To start with the end: I've decided to stop working on this.

The two major problems are obvious:
1. How to make sure we find every possible location of eth0/eth1 in user code

This is a problem which can be solved, and if it does not cover every single special case I could live with it.

2. How to find out whether we are updating from ar71xx or not.

This is a hard one: We cannot rely on the ethernet setup itself, as the user might have changed it for whatever reason. We could rely on some other parameters as suggested (wmac path etc.), but that would not be generally applicable and still would impose some boundary conditions (e.g. start before the wmac migration, as then config would be "old" and paths on the device would already be "new", making identification of the update possible).

An alternative way would be to exploit /etc/board.json for that, given that it is not updated during sysupgrade (I'm not sure what's happening here). If it is not updated, it would give us access to the configuration when the user installed the device, and without the changes the user would have made to /etc/config/network. One could then parse and compare /etc/board.json to some (device-specific) reference (e.g. wan=eth0) and base the decision to apply migration on that. Afterwards, a new /etc/board.json is generated, so the condition is not met anymore. Despite for the device-specific condition, this would also be a generally applicable concept.

All in all, this second problem (when to migrate) is the bigger problem. We also have a similar case in https://github.com/openwrt/openwrt/pull/2649 

So far for the technical aspects. From the organizational point of view, for a long time I thought I'm the only one caring about this topic. Since there was not much interest in bringing this to 19.07 before the release, I do not see much use of adding it afterwards now.
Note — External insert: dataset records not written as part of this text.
PR #265, opened 2025-04-10
Add context manager for config SO107

dormrod:
## Overview

This is a backwards-compatible change to PLAMS which allows the values in the global `config` object to be overridden for a specific code context using a context manager.

The motivation for this is to decouple the config settings for jobs from the global object. This allows different jobs to have different settings for e.g. logging verbosity and the default job runner/manager. The former example is already a common requirement (see comments on refactoring) whilst the latter enables the development of a new `Workspace`/`Project` component.

## Changes

* A context var `_config` which holds the config value for a specific context, it is set by the `config_context` context manager
* A context manager `config_context` has been added which copies the global config into the contextvar and allows for modification of its values
* A function `get_config` has been added, which allows fetching of config for the current code context (either from the contextvar or the global `config` instance)
* Additional helpers `LazyWrapper` and `ContextAwareThread` have been added. The former allows the lazy job runner/manager to be used across contexts and the latter the parent thread config to be copied to the new thread. This is required when spawning new threads using the parallel job runner
* All the core plams code has been switched to use `get_config` instead of accessing `config` directly, this ensures the overrides are applied throughout the PLAMS code

## Example

See the following basic example of usage:

```
from scm.plams import config_context, get_config

with config_context() as cfg:
    cfg.log.stdout = 0
    print(f"Stdout logging inside context disabled: {get_config().log.stdout == 0}")
print(f"Stdout logging outside context disabled: {get_config().log.stdout == 0}")

# Stdout logging inside context disabled: True
# Stdout logging outside context disabled: False
```

## Notes

This change is backwards compatible in the sense that changing the global `config` is still fine and will apply everywhere as it used to. 

The only thing which will not work is if a user tries to use `config_context` with code which calls `config` directly, instead of using `get_config`.

I would not expect this to really be an end user-facing context manager, (although it could be) it is more to facilitate development of other components.


core/functions.py
```diff
@@ -38,13 +42,74 @@
...
+    context_overrides = _config_overrides.get()
+    context_config = context_overrides if context_overrides.contains_nested(key_tuple) else config
+
+    # Special case for lazy values - these must first be initialized
+    if key == "default_jobrunner" and init_lazy:
+        return context_config.default_jobrunner
+    elif key == "default_jobmanager" and init_lazy:
+        return context_config.default_jobmanager
+    else:
+        return context_config.get_nested(key_tuple, default=default)
```
dormrod: These are the core changes

interfaces/molecule/packmol.py
```diff
@@ -847,13 +847,13 @@ def _run_uff_md(
...
-        config.job.pickle = False
-        config.log.stdout = 0
+    overrides = Settings()
+    overrides.job.pickle = False
+    overrides.log.stdout = 0
+    with config_overrides(overrides):
 
         with tempfile.TemporaryDirectory() as tmp_dir:
-            job_manager = JobManager(config.jobmanager, path=tmp_dir)
+            job_manager = JobManager(get_config("jobmanager"), path=tmp_dir)
```
dormrod: Example of "real" usage of context manager

unit_tests/test_functions.py
```diff
@@ -690,3 +692,148 @@ def assert_logs(
             pattern = r"log with level \d"
 
         assert all([re.fullmatch(pattern, line) is not None for line in lines])
+
+
+class TestConfig:
```
dormrod, line 703: Main tests for these changes

core/functions.py
```diff
@@ -38,13 +42,74 @@
...
+    context_config_overrides = _config_overrides.get().copy()
+    context_config_overrides.update(overrides)
+    token = _config_overrides.set(context_config_overrides)
+    try:
+        yield
+    finally:
+        _config_overrides.reset(token)
+
+
+def get_config(
```
robertrueger: This seems to go a bit against the recent changes to have a more strongly typed `ConfigSettings` object over the generic `Settings` we had in the past. Take for example this bit of code:

```python
from scm.plams import config, get_config

config.erase_workdir = True
erase_workdir = get_config("erase_workdir")
```

`config.erase_workdir` is known to be a bool attribute of the `ConfigSettings`, so I get auto-completion and warnings when using it through the global `config` directly. When I use `get_config` I'm on my own again: I can't auto-complete the `"erase_workdir"` since it's just a string, and the returned object is type-deduced just as `Any`.

Wouldn't it be a nicer user experience to have `get_config()` not take any arguments and return just a `ConfigSettings` object?

core/functions.py
```diff
@@ -38,13 +42,74 @@
...
 # An initial call to '_init' and a final call to '_finish' are made later in this module
 config = ConfigSettings()
+_config_overrides = contextvars.ContextVar("config_overrides", default=Settings())
 # ===========================================================================
 
 _logger = get_logger("plams")
 
 
+@contextmanager
+def config_overrides(overrides: Settings):
```
robertrueger: Should `overrides` be type-hinted as `Settings` or `ConfigSettings` here?

robertrueger (commented):
Making config changes within a Python context manager is a great idea! :+1: 

One thing that I think should be addressed, is that `get_config` currently breaks the new type-hinting for the config a bit, see comments below.

I also wonder if this slightly different approach could also be made to work:
```python
from scm.plams import config, ConfigContext

config.erase_workdir = True

with ConfigContext():
    config.erase_workdir = False
    assert not config.erase_workdir
    
assert config.erase_workdir
```
I guess that would only be implementable if `config` is not just a `ConfigSettings` instance, but something like a property, that can be built when it's accessed from within the context.
Maybe it's not possible, but if I had done wishful API writing as a user, without knowing anything about the implementation of this, I think this is how I would have liked this to work ...

core/functions.py
dormrod: That's a fair point, and actually I had something similar before this commit: https://github.com/SCM-NV/PLAMS/pull/265/commits/c965ab03de44d83d2e15c547e54868f5294561aa

The gnarly issue I ran into was the lazy initialisation of the JobManager. If it is already initialised, it is fine to do a copy operation of the Settings class (which maintains the reference to the job manager) and simply return the ConfigSettings.

However, if it is not initialised, you copy a `None` which is problematic, as then multiple managers can be set up in different threads. Or you force it to initialise but that can lead to side effects with unwanted job directories hanging around in certain situations. It's a bit messy at the moment.

I will have another think on this, also in regards to your comment above, as I think this would be better.

core/functions.py
dormrod: It should be `Settings` I think as otherwise the `ConfigSettings` will default certain values and potentially override some other changed values in `config`

dormrod:
> Making config changes within a Python context manager is a great idea! 👍
> 
> One thing that I think should be addressed, is that `get_config` currently breaks the new type-hinting for the config a bit, see comments below.
> 
> I also wonder if this slightly different approach could also be made to work:
> 
> ```python
> from scm.plams import config, ConfigContext
> 
> config.erase_workdir = True
> 
> with ConfigContext():
>     config.erase_workdir = False
>     assert not config.erase_workdir
>     
> assert config.erase_workdir
> ```
> 
> I guess that would only be implementable if `config` is not just a `ConfigSettings` instance, but something like a property, that can be built when it's accessed from within the context. Maybe it's not possible, but if I had done wishful API writing as a user, without knowing anything about the implementation of this, I think this is how I would have liked this to work ...

Good idea, let me think on this a bit more. It might be hard to do in a fully backwards compatible way as there are lots of scripts which modify the config directly, and these still need to work. But there might be a trick!

robertrueger:
> Good idea, let me think on this a bit more. It might be hard to do in a fully backwards compatible way as there are lots of scripts which modify the config directly, and these still need to work. But there might be a trick!

Where do you see the issue with backwards compatibility in this approach? In all the old scripts nobody uses a `ConfigContext` (since it does not exist), so any modification of the config happens on the global one. You'd only get a different behavior if you moved a piece of code that is intended to modify the config into the `ConfigContext` context, but then it seems the new proposed behavior is actually more sensible? You could slap an old script that modifies the config in wild ways into the `ConfigContext` context block to make sure it has no chance to mess with your global config.

dormrod:
> > Good idea, let me think on this a bit more. It might be hard to do in a fully backwards compatible way as there are lots of scripts which modify the config directly, and these still need to work. But there might be a trick!
> 
> Where do you see the issue with backwards compatibility in this approach? In all the old scripts nobody uses a `ConfigContext` (since it does not exist), so any modification of the config happens on the global one. You'd only get a different behavior if you moved a piece of code that is intended to modify the config into the `ConfigContext` context, but then it seems the new proposed behavior is actually more sensible? You could slap an old script that modifies the config in wild ways into the `ConfigContext` context block to make sure it has no chance to mess with your global config.

No I agree that the `ConfigContext` would be nice and non-breaking. I meant just maintaining it such that `config.erase_workdir` can be accessed/modified directly in old scripts as expected, but usages of config within the context do something more clever and read/update the context variables. I will try and give it a go!

dormrod:
> Making config changes within a Python context manager is a great idea! 👍
> 
> One thing that I think should be addressed, is that `get_config` currently breaks the new type-hinting for the config a bit, see comments below.
> 
> I also wonder if this slightly different approach could also be made to work:
> 
> ```python
> from scm.plams import config, ConfigContext
> 
> config.erase_workdir = True
> 
> with ConfigContext():
>     config.erase_workdir = False
>     assert not config.erase_workdir
>     
> assert config.erase_workdir
> ```
> 
> I guess that would only be implementable if `config` is not just a `ConfigSettings` instance, but something like a property, that can be built when it's accessed from within the context. Maybe it's not possible, but if I had done wishful API writing as a user, without knowing anything about the implementation of this, I think this is how I would have liked this to work ...

OK, I tried a bunch of different things, and I think I have found a compromise for a nicer API.

The new usage would be:
```
config.erase_workdir = True

with config_context() as cfg:
    cfg.erase_workdir = False
    assert not cfg.erase_workdir

    # Equivalently, say in a different function/class etc.
    cfg2 = get_config()
    cfg2.erase_workdir = False
assert config.erase_workdir
```

So the context manager returns the new `ConfigSettings` instance which can be modified only in the context. In addition, `get_config` now returns the `ConfigSettings` directly. So the dot notation/type hinting should all work nicely.

Note I had to add a couple of `threading_utils` to get the lazy job runner/job manager to play nice, and also for the config context to be propagated to the new threads from the job runner

robertrueger (approved):
The new user experience is much better, I think. Also type-hints on the config work as expected now.

(The lazy initialization of the default job runner and manager the global config combined with the config contexts looks quite tricky to me. I did not properly test this.)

In any case, the migration script will be a complicated task and will certainly introduce cornercases as well. All in all, I do not think it's worth it, and we should keep to advise people to flash with "-n" that single time when upgrading from ar71xx to ath79. For the pros that will change their Ethernet setup by hand later without using "-n", I'd still provide the "easy" migrations like e.g. LED names.

> 
> I'm aware of the 8dde11d521 ("ath79: dts: drop "simple-mfd" for gmacs in
> SoC dtsi") [0] and following changes but that "fixed" the problem only
> for devices which were following already reversed (I wouldn't call it
> wrong or incorrect, I also prefer to have LAN on eth0 interface) SOC's
> GMACx <> ethx assignment/register under ar71xx target - e.g. LAN on eth0
> which is in fact SOC's GMAC1 and WAN on eth1 which is SOC's GMAC0. Good
> explanation of that inverted assignment can be found in Jeff's patch
> here: [1].

Well, effectively a lot of devices match ar71xx order again, but also several do not match anymore after that.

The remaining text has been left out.